Chronic liver disease





Anatomy, embryology, pathophysiology





  • The liver is located in the right upper quadrant of the abdomen below the diaphragm. It is mostly covered by ribs but the lower portion of the liver is palpable below the right costal margin. The liver is divided into four anatomic lobes: right, left, quadrate and caudate.



  • At the anterior surface of the liver, the falciform ligament separates the left and right lobes. The falciform ligament binds the liver to the anterior abdominal wall. At the visceral surface, the ligamentum teres separates the left and right lobes.



  • The quadrate and caudate lobes are adjoint with the right lobe. The quadrate lobe is demarcated by the gallbladder, porta hepatis and ligamentum teres. The caudate lobe is demarcated by the inferior vena cava, porta hepatis and ligamentum venosum.



  • The Couinaud classification divides liver tissue into eight segments. On a frontal view, segments 6 and 7 are not visible, as these are located posteriorly. The right border is formed by segments 5 and 8.



  • At embryologic day 22, the liver tissue starts developing from an endodermal thickening called the hepatic plate, which is located on the ventral side of the duodenum. Cells in the hepatic plate proliferate and develop into the hepatic diverticulum. The hepatic diverticulum gives rise to hepatoblasts, and from hepatoblasts to hepatocytes and bile canaliculi. At an embryological stage, the liver serves as a hematopoietic organ.



  • Patients with hepatitis C, hepatitis B, alcoholism, nonalcoholic fatty liver disease, and autoimmune hepatitis may develop chronic liver disease (CLD). Depending on the primary etiology, these patients may present a liver profile with fibrosis, fat and/or iron accumulation.



Techniques


Magnetic resonance imaging





  • Fibrosis. For fibrosis assessment in CLD patients, several magnetic resonance imaging (MRI) techniques can be used, including conventional contrast enhanced MRI, double contrast enhanced MRI, diffusion weighted imaging, MR elastography, and MR perfusion imaging ( Fig. 15.1 ). In double contrast enhanced imaging, superparamagnetic iron oxide administration (SPIO) and gadolinium are used as contrast materials. In MR elastography, an external paddle produces a mechanical stimulus on the liver in a frequency between 40 to 120 Hz. Shear waves generated by the paddle are monitored, and the shear wave velocity is calculated. Diffusion weighted imaging (DWI) monitors the diffusion of protons and signal loss during this process. Interpretation of DWI is based on calculation of apparent diffusion coefficient (ADC) values. ADC is calculated by measuring the signal loss between two b values (b value = strength of the diffusion weighting). In MRI perfusion imaging, hemodynamic changes in a fibrotic liver can be evaluated after bolus injection of contrast using kinetic models of dynamic image data.




    Fig. 15.1


    Parenchymal nodularity with bridging bands of fibrosis. The axial, moderately T2-weighted, fat-suppressed images at baseline (A) and follow-up (B) portray advanced cirrhosis reflected by diffuse nodularity with intervening reticular hyperintensity, corresponding to fibrosis with worsening ascites. Comparing the out of-phase (C) with the in-phase (D) images reveals susceptibility artifact arising from the parenchymal (siderotic) nodules because of their iron content.
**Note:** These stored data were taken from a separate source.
PR #330, opened 2017-03-14
uibench: Set the duration when using systrace

mcgeagh:
uibench by default collects with systrace but the duration_s parameter
is not used correctly. This is because of a limitation that we cannot
CTRL+C stop systrace captures so the workload class expects duration to
be appended to the collect parameter. This fixes uibench workload to
correctly parse the collect parameter to include the given duration_s
parameter.

### DIFF
--- a/libs/utils/android/workloads/uibench.py
+++ b/libs/utils/android/workloads/uibench.py
@@ -84,6 +84,11 @@ class UiBench(Workload):
         # Keep track of mandatory parameters
         self.out_dir = out_dir
         self.collect = collect
+        # For systrace collection, the duration is expected to be part of `collect` parameter
+        # This is because systrace capturing currently doesnt support CTRL+C stopping
+        # so tracingStop() call just waits instead.
+        if collect == 'systrace':
+            self.collect = 'systrace_' + str(duration_s)
 
         # Press Back button to be sure we run the video from the start
         System.menu(self._target)


libs/utils/android/workloads/uibench.py
```diff
@@ -84,6 +84,11 @@ def run(self, out_dir, test_name, duration_s, collect=''):
         # Keep track of mandatory parameters
         self.out_dir = out_dir
         self.collect = collect
+        # For systrace collection, the duration is expected to be part of `collect` parameter
+        # This is because systrace capturing currently doesnt support CTRL+C stopping
```
derkling: Actually it seems that systrace can be "stopper on demand"... by just running it on background and than sending an ENTER when we are done:
https://github.com/catapult-project/catapult/blob/master/systrace/systrace/run_systrace.py#L169

I've just added this as an issue: #331

libs/utils/android/workloads/uibench.py
```diff
@@ -84,6 +84,11 @@ def run(self, out_dir, test_name, duration_s, collect=''):
...
+        # so tracingStop() call just waits instead.
+        if collect == 'systrace':
+            self.collect = 'systrace_' + str(duration_s)
```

    (From Roth C, Deshmukh S. Fundamentals of Body MRI , ed 2. Philadelphia: Elsevier; 2016.)



  • Iron. Gradient echo images are more sensitive to signal loss than that of spin echo images. Mild iron accumulation may only appear on gradient echo images. Severe iron accumulation may appear on both techniques. Calculation of T2 or T2* relaxation time constants using multiple echo times and calculation of a signal intensity ratio between the liver and an internal reference (e.g., paraspinal muscles) can be useful to quantify liver iron ( Fig. 15.2 ).




    Fig. 15.2


    A T2* map was generated by acquiring 12 colocalized fat-saturated spoiled gradient recalled echo magnetic resonance images. Echo times ranged from 1.6 to 13.6 ms. Of the series of 12 images, five are presented for illustrative purposes with echo times as shown. The T2* value was calculated assuming monoexponential signal decay from the 12 echoes. The estimated T2* relaxation value, 9 ms, suggests moderate iron overload.

    (From Sahani DV, Samir AE. Abdominal Imaging , ed 2. Philadelphia: Elsevier; 2017.)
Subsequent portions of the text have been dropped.